O processo pode até parecer simples, mas só as décadas de prática diária garantem o tempo de espera e fritura corretos. “Não pode fritar na mesma hora”, diz taxativa. O que garante que a massa fique macia são os minutos de reserva – pular essa etapa é arriscar que o salgado murche ou, literalmente, exploda, como o próprio nome sugere. “Só então coloca para fritar. Depressa fica virando e, quando está coradinho, tira, coloca na peneira e depois sobre o papel”, detalha dona Marlene.
Tanto cuidado rendia cerca de 500 bombas por dia, fora os demais salgados como kibes, esfirras, pastéis e coxinhas produzidos e vendidos diariamente na lanchonete e fornecidos para escolas e gabinetes políticos. A produção chegava a 5 mil salgados se somados às demais lojas pertencentes aos irmãos e sobrinhos de dona Marlene. Ela garante que compartilha suas receitas sem ciúmes: “se quiser eu ensino, mas se vai sair igual ao que faço eu já não sei”.
A aptidão para cozinha é de família e atravessou os mares: de descendência síria, o conhecimento em culinária árabe foi passando de geração para geração. Fugindo da guerra, Zacarias Habdah, avô de dona Marlene, instalou-se em Parnaíba, cidade em que ela nasceu. Por lá inaugurou uma loja de tecidos, mas não largou o preparo caseiro de kibes, charutos e outras iguarias árabes.
De uma família com nove filhos e já morando em Teresina, tudo começou com as viagens para visitar a irmã que seguia carreira de cantora em São Paulo. “Ela me levava nas lanchonetes e fui criando as ideias na minha cabeça”, diz, sobre o conhecimento que adquiriu de forma autodidata. “Nunca tive professor, nunca tive curso. Só via, comia e gostava”, conta sorridente.
Seu primeiro negócio foi em 1958. Com a permissão de seu pai, dona Marlene e a irmã Maria José abriram a loja de bombons e sorvetes Bomboniere, entre o Theatro 4 de Setembro e o Cine Rex. As jovens empreendedoras foram as primeiras a servir sobremesas incrementadas e bolos confeitados. “Fui eu quem trouxe sundae e banana split”, conta sobre as receitas de gelados e doces arrojados para a época.
Na loja, testou o preparo dos primeiros salgados. Uma de suas clientes foi Adélia Salomão, também de descendência síria e esposa do seu Cornélio, conhecido pelo seu famoso pão de queijo no centro de Teresina. “Toda vez que eu passava pra ir ao banco ela dizia: vem comer um pão de queijo aqui. Eu digo: eu lá quero esse teu pão de queijo!”, conta dona Marlene sobre as brincadeiras com a amiga. Certa vez, dona Adélia encomendou uma bandeja de croquetes à dona Marlene. “Do jeito que eu mandei, ela serviu, sem fritar!”, relembra divertindo-se com a história.

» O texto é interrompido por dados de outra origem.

PR #224, opened 2016-01-08
Update build.gradle to use Maven Central

rhyshort:
Update build.gradle to use Maven Central to pull sync-android jars.

See: https://groups.google.com/forum/#!topic/cloudant-sync/pNgi2qtL5MQ


tomblench:
+1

Da Praça Pedro II, a Bomboniere chegou a funcionar na rua 13 de maio, mas foi no cruzamento das ruas 24 de Janeiro com a Félix Pacheco, nos anos 70, que a marca dos salgados de dona Marlene ficou conhecida até hoje. A garagem da casa da família deu lugar a Majer Lanches: a lanchonete foi batizada em homenagem às proprietárias e é a junção dos nomes Marlene e Maria José. A lanchonete passou por endereços na zona Leste mas, hoje, está somente na memória de quem lembra com carinho de dona Marlene.